##### Data provided

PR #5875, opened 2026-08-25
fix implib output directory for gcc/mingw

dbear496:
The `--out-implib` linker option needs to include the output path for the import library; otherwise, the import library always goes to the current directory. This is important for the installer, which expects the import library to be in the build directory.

##########

Work to complete = In full and without alteration, write out the data above.

Task result =
PR #5875, opened 2026-08-25
fix implib output directory for gcc/mingw

dbear496:
The `--out-implib` linker option needs to include the output path for the import library; otherwise, the import library always goes to the current directory. This is important for the installer, which expects the import library to be in the build directory.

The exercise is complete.